In the last week, with social media, followed by bureaucrats and politicians, convulsing over a tweet, I realise that I will have to sober up, get back to the books and revisit myself. While I was sleeping and zinging and delivering one-liners, the society in which I thought my goalposts were clearly positioned, has just moved them without telling me. And I am floundering. Let me explain.

A young bureaucrat in the BMC posted a tweet on Mahatma Gandhi that roiled not only the Twitterverse but also other social media networks and continues to have resonance in the media, with article after article detailing what happened. Here’s the tweet, by the way:

“What an exceptional celebration of the 150th birth anniversary year is going on. High time, we remove his face from our currency, his statues from across the world, name institutions/roads named after him! That would be a real tribute from all of us! ThankU Godse for 30.01.1948.”

In saner times, what’s the first thing you would think? Sarcasm, right? Or irony? For several reasons. First, no-one in a public position would broadcast such a personally revealing piece of garbage. Second, this is a young IAS officer and she has to be smart, if not intellectual.
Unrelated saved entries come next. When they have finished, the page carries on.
PR #275, opened 2016-10-18
Added SameSite to cookie via attributes

TBoonX:
I added samesite as a new options attribute. It will either be Strict or Lax. The inputs could be true, 'Strict' or 'Lax'.
For this I also added QUnit tests.

I know this attribute is not in RFC 6265, but this is a minor change which results in a new feature.
We from [SlideWiki](//github.com/slidewiki) will heavily benefit from this one.

### DIFF
--- a/src/js.cookie.js
+++ b/src/js.cookie.js
@@ -56,6 +56,13 @@
 					attributes.expires = expires;
 				}
 
+        if (attributes.samesite !== 'Strict' && attributes.samesite !== 'Lax') {
+          if (attributes.samesite === true)
+            attributes.samesite = 'Strict';
+          else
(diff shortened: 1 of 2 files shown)


FagnerMartinsBrack:
Duplicated of https://github.com/js-cookie/js-cookie/issues/78 and https://github.com/js-cookie/js-cookie/pull/264.

My only concern is that it is a draft that is still not approved. It might be worth using a fork for now instead of making a decision to support it for a wider audience. Once it is approved, we would definitely support it.

FagnerMartinsBrack:
Closing in favor of https://github.com/js-cookie/js-cookie/pull/284.

Issue #189, opened 2016-04-29
False advertising?


harrync:
'Very good wiki' - there are 3 pages, i.e. not very good. Might want to remove this sentence?

FagnerMartinsBrack:
> ... there are 3 pages

That is the reason why the wiki is very good, because there is only information that was proven to be essential. Different from other wikis, where people are bombarded with useless information, js-cookie wiki is based on [empirical evidence of useful content or frequently asked questions](https://github.com/js-cookie/js-cookie/issues/37) that will serve the majority of the library users.

Saying that a wiki is not good because it has a few pages is a falacy, because the argument is against the amount of information, not against the quality or usefulness of the content. A wiki can also have a lot of content and be useless or have a low amount of content and be useful.

That is what "very good" is all about in this context. Quality, not quantity. Therefore there is no "false advertising" here.

> Might want to remove this sentence?

I will be glad to do it if you provide some concrete evidence of why the wiki is not very good with arguments against the content, not against the amount of information there is.

Thanks for the feedback.

FagnerMartinsBrack:
@harrync, what about: "Useful Wiki"?

shackra:
I was expecting something alone the lines @harrync so I agree to change the wording to "Useful Wiki" or "Wiki with just the useful information".

PR #284, opened 2016-12-04
Unknown attributes are always added to cookie, eg. SameSite attribute can be set now

kukulich:


kukulich:
```
   raw     gz Compared to master @ 7fd36e66b60a4e0ac9d09207fb3a348a2969152c
     =      = build/js.cookie-2.1.3.min.js
  +376   +115 src/js.cookie.js
```

test/tests.js
```diff
@@ -241,8 +241,29 @@ QUnit.test('false secure value', function (assert) {
...
+	assert.expect(1);
+	assert.strictEqual(Cookies.set('c', 'v', {
+		unofficial: 'anything'
+	}), 'c=v; path=/; unofficial=anything', 'should write the cookie string with unofficial attribute');
+});
+
+QUnit.test('unofficial attribute with boolean value', function (assert) {
+	assert.expect(1);
+	assert.strictEqual(Cookies.set('c', 'v', {
+		unofficial: true
```
FagnerMartinsBrack: Don't we need to allow only `SameSite=strict` or `SameSite=lax`? Do we need to allow `SameSite`? What is the difference?

src/js.cookie.js
```diff
@@ -74,13 +81,21 @@
...
 					key, '=', value,
 					attributes.expires ? '; expires=' + attributes.expires.toUTCString() : '', // use expires attribute, max-age is not supported by IE
 					attributes.path ? '; path=' + attributes.path : '',
 					attributes.domain ? '; domain=' + attributes.domain : '',
 					attributes.secure ? '; secure' : ''
-				].join(''));
+				];
+
+				for (var attribute in attributes) {
+					if (!officialAttributes.hasOwnProperty(attribute) && attributes[attribute]) {
```
FagnerMartinsBrack: Why are we using `officialAttributes.hasOwnProperty(attribute)`.

src/js.cookie.js
```diff
@@ -24,6 +24,13 @@
 		};
 	}
 }(function () {
+	var officialAttributes = {
```
FagnerMartinsBrack: I understand that the intent here is to put the official attributes in the top do document what is official and what is not. In this case, though, we can try to reduce the number of bytes shifting this around since we already have tests and the public API docs that can document what is officially supported and what not.

It's ok to trade clean code for the sake of code size in this project.

test/tests.js
```diff
@@ -274,6 +298,13 @@ QUnit.test('with attributes', function (assert) {
 	assert.strictEqual(document.cookie, '', 'should delete the cookie');
 });
 
+QUnit.test('deletion with unofficial attributes', function (assert) {
+	assert.expect(1);
+	var attributes = { path: '/', unofficial: 'anything' };
```
FagnerMartinsBrack: Do we actually need to pass the unofficial attributes to be able to remove the cookie or was this just following the previous examples?

FagnerMartinsBrack:
>    raw     gz Compared to master @ 7fd36e66b60a4e0ac9d09207fb3a348a2969152c
>     =      = build/js.cookie-2.1.3.min.js
>  +376   +115 src/js.cookie.js

We probably need to document the byte increase in the README to prevent [this kind of thing](https://github.com/js-cookie/js-cookie/issues/189).

FagnerMartinsBrack:
I have made a few comments, let's see how far we can tweak this before landing to `master`. After we statically review, I will try to checkout locally and see what else we can do to remove bytes and post the suggestions here.

Thanks!

src/js.cookie.js
kukulich: I just need the list of official attributes somewhere. And I've found a place that is called just once. There's no other intent :)

kukulich:
Actual version:

```
   raw     gz Compared to master @ 7fd36e66b60a4e0ac9d09207fb3a348a2969152c
     =      = build/js.cookie-2.1.3.min.js
  +361   +100 src/js.cookie.js
```

src/js.cookie.js
FagnerMartinsBrack: Oh ok, I thought it was for cleanliness purposes :D.

test/tests.js
FagnerMartinsBrack: We need to make sure it's required, otherwise we will create code to support speculation and that's not good =(. We can either remove the test and leave it as an unsupported feature until we get a request or research how is the browser behavior and document that.

Since we are not "officially" supporting custom attributes I don't think we need to make the research. However, if we are going to document that we support it, then we definitely need to make sure what we are doing.

test/tests.js
FagnerMartinsBrack: I understand. Let's review the focus of this PR then:

1. Allow the `SameSite` attribute to be passed for those willing to use it at their own risk. js-cookie won't support it explicitly so we won't document how it works, until the attribute is amended to the official RFC 6265 spec.
2. Allow the same code to be generic in a way that allows people to experiment using custom attributes that are different than the `SameSite` attribute.
3. Reduce the amount of code we need to add in js-cookie and the amount of behavior we need to support

For the number **1** we can just add support for the `{ unnoficial: String }` structure. For the number **2** we need to add `{ unnoficial: true }`, however that will conflict with number **3**.

What if we build number **1** and leave number **2** out for now in a way that we can achieve number **3** without any issue? Later we can implement number **2** if there's enough requests.

Thoughts?

test/tests.js
FagnerMartinsBrack: See https://github.com/js-cookie/js-cookie/pull/284#discussion_r90991200

FagnerMartinsBrack: > However you need to pass all official attributes I think, so I prefer to do it the same way.

About that, I don't think we need to pass all official attributes. According [to the docs](https://github.com/js-cookie/js-cookie/tree/7fd36e66b60a4e0ac9d09207fb3a348a2969152c#basic-usage), it's just the "exact same path and domain attributes that was used to set the cookie".

It would be nice to confirm if we need the "secure" flag too and document that!

FagnerMartinsBrack:
Does it make sense changing the README to add the new byte size in the ["features" listing](https://github.com/js-cookie/js-cookie/tree/7fd36e66b60a4e0ac9d09207fb3a348a2969152c#javascript-cookie--) and update it as we manage to reduce the size? This way we won't forget to do it later because the diff will highlight the changes.

test/tests.js
kukulich: Without boolean support:
```
   raw     gz Compared to master @ 7fd36e66b60a4e0ac9d09207fb3a348a2969152c
  +106    +61 build/js.cookie-2.1.3.min.js
  +321    +90 src/js.cookie.js
```

So it's only 9-10 bytes less. Do you thing it is worth?

test/tests.js
kukulich: Chrome can delete cookie without the `SameSite` flag so I've removed the test.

Third, isn’t commenting upon emotive issues like Gandhiji against service rules? Hmmm, maybe she’s not that smart. Fourth, COME ON, irony isn’t dead yet.

Fifth, it ticks the sarcasm boxes — dependent for effect upon readers, a patently insincere, extreme form of expression, the very fact that an authority figure is making such an extreme statement. Sixth, Nidhi Choudhari herself has said she was misunderstood and points to her own social media timeline for a character certificate on whether she is a Mahatma admirer or a traducer.
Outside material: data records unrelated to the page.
PR #288, opened 2016-12-13
Use strict mode, avoid octal syntax in tests.js

ysangkok:
According to https://developer.mozilla.org/en-US/docs/Web/JavaScript/Reference/Strict_mode , strict mode does not tolerate leading zeroes. This was not meant to be octal anyway, so thank God the number was not bigger than 7. When I run this through Babel, I get the SyntaxError. It is therefore not purely theoretical.

### DIFF
--- a/Gruntfile.js
+++ b/Gruntfile.js
@@ -60,7 +60,7 @@ module.exports = function (grunt) {
 				requireSpaceBeforeObjectValues: true,
 				validateIndentation: '\t',
 				validateLineBreaks: 'LF',
-				validateQuoteMarks: true,
+				validateQuoteMarks: {mark: '\'', escape: false},
 				disallowSpacesInsideArrayBrackets: 'all',
 				disallowSpacesInsideParentheses: true,
 				disallowTrailingWhitespace: true
--- a/test/.jshintrc
+++ b/test/.jshintrc
@@ -3,6 +3,7 @@
 	"qunit": true,
 
 	"-W053": true,
+	"-W097": true, // disable warning for 'Use the function form of "use strict".'
 
 	"extends": "../.jshintrc",
 	"globals": {
--- a/test/.jshintrc
+++ b/test/.jshintrc
@@ -3,7 +3,7 @@
 	"qunit": true,
 
 	"-W053": true,
-	"-W097": true, // disable warning for 'Use the function form of "use strict".'
+	"-W097": true,
 
 	"extends": "../.jshintrc",
 	"globals": {
--- a/test/.jshintrc
+++ b/test/.jshintrc
@@ -3,7 +3,7 @@
 	"qunit": true,
 
 	"-W053": true,
-	"-W097": true,
+	"-W097": true, // disable warning for 'Use the function form of "use strict".'
 
 	"extends": "../.jshintrc",
 	"globals": {
--- a/test/tests.js
+++ b/test/tests.js
@@ -1,4 +1,4 @@
-"use strict";
+'use strict';
 
 /*global lifecycle: true*/
 
--- a/test/tests.js
+++ b/test/tests.js
@@ -404,7 +404,7 @@ QUnit.test('Object Constructor', function (assert) {
 
 QUnit.test('Use String(value) for unsupported objects that do not stringify into JSON', function (assert) {
 	assert.expect(2);
-	Cookies.set('date', new Date(2015, 04, 13, 0, 0, 0, 0));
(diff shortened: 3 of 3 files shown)


FagnerMartinsBrack:
@ysangkok Can we run the tests in "strict mode" so that the `04` Number usage throws the `Octal literals are not allowed in strict mode` syntax error?

ysangkok:
@FagnerMartinsBrack Yes, I added the 'use strict' pragma.

FagnerMartinsBrack:
Build is failing.

I suggest to remove the octal fix and make the code fail first for a reason we expect (not let it fail because of jshint, but because of the octal), then add the "use strict" later to make it green again.

This way we can be sure that the code will do what it should and there will be no unexpected build breakage in the PR.

ysangkok:
@FagnerMartinsBrack , I could wrap the whole file in a function, but it would be ugly, and would involve changing all lines to satisfy jscs. I don't know any other way...

FagnerMartinsBrack:
@ysangkok We can try to ignore that specific rule from jshint in test files. See the [.jshintrc file](https://github.com/js-cookie/js-cookie/blob/b1f0a45ac82c892442215fd3cc54877465f3ae8b/test/.jshintrc).

ysangkok:
@FagnerMartinsBrack OK, now the tests should fail because of the octal value. Do you want a new pull request for this? Do you want a separate pull request for the fix?

FagnerMartinsBrack:
@ysangkok Why a new Pull Request? Can't we just ignore the rule of using the function form of "use strict" in the test folder?

ysangkok:
@FagnerMartinsBrack ok tell me if this is all right.

test/.jshintrc
```diff
@@ -3,6 +3,7 @@
 	"qunit": true,
 
 	"-W053": true,
+	"-W097": true, // disable warning for 'Use the function form of "use strict".'
```
FagnerMartinsBrack: JSON spec doesn't allow comments.

ysangkok: According to https://github.com/jshint/jshint/issues/741 , the file can contain comments. Should I still remove it?

ysangkok:
I added a commit configuring the quote style so that it is clear that single quotes are preferred. Still waiting on your feedback regarding the comment in jshintrc.

test/.jshintrc
FagnerMartinsBrack: See https://github.com/jshint/jshint/issues/741#issuecomment-268786491. If they explicitly support it, so let's keep it. However, it doesn't seem wise to rely on the word of mouth to create exception for the format, unless it's explicitly documented.

Gruntfile.js
```diff
@@ -60,7 +60,7 @@ module.exports = function (grunt) {
 				requireSpaceBeforeObjectValues: true,
 				validateIndentation: '\t',
 				validateLineBreaks: 'LF',
-				validateQuoteMarks: true,
+				validateQuoteMarks: {mark: '\'', escape: false},
```
FagnerMartinsBrack: Oh, I see. Because they encountered "use strict" they consider the whole file should use double quotes. Wouldn't be easier to use `'use strict'` with single quotes then? If we do that then we probably don't need to change the jshint rule.

FagnerMartinsBrack: Unless I am missing something?

ysangkok: I changed it to use single quotes, but I figured it would be better to explicitly state the style of quotes used. You do not agree?

FagnerMartinsBrack: I don't think `validateQuoteMarks: {mark: '\'', escape: false}` is any different of `validateQuoteMarks: true`. I understand the [Conascence](https://en.wikipedia.org/wiki/Connascence_(computer_programming)) is big for the `validateQuoteMarks: true` and we should probably improve it. However, if such change is not necessary right now, it can be discussed in a separate PR since this one is just about the octal issue.

test/.jshintrc
```diff
@@ -3,7 +3,7 @@
 	"qunit": true,
 
 	"-W053": true,
-	"-W097": true, // disable warning for 'Use the function form of "use strict".'
```
FagnerMartinsBrack: We can also create a new PR that adds the comments in all cryptic parameters depending on the response of https://github.com/jshint/jshint/issues/741#issuecomment-268786491

ysangkok:
Ok, is something left to be done?

FagnerMartinsBrack:
@ysangkok all good, thanks.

As expected, the caca, when it hit the fan shortly afterward, became a deluge of outrage. But the fact that she was shunted out of the BMC (in charge of implementation of plastics ban, a loser’s job, if ever there was one) and put into the state government to head its anti-encroachment cell (much better, in my opinion) shows that not everyone has completely lost the plot.

However, for a short time, there was a small window of doubt in my own mind about poor Ms Choudhari, created by the fell circumstances and the debased society that is India today. One, maybe she did mean it. After all, look at all the BJP netas and so-called society heavyweights who think nothing of abusing the Father of the Nation openly, while weighing the scale in favour of his assassin.

Sure, our PM has announced that MP from Bhopal Pragya Thakur will never be forgiven “in his heart” for saying what she did, but as she whizzes around Parliament in a wheelchair for effect, that is of little comfort. Two, not all Civil Service graduates are smart; look at our estimable Satyapal Singh, former (thankfully) police commissioner of Mumbai, former Union MOS in the human resources ministry, who is on record as saying Darwin was wrong about us descending from apes because he has never seen an ape turning into a man.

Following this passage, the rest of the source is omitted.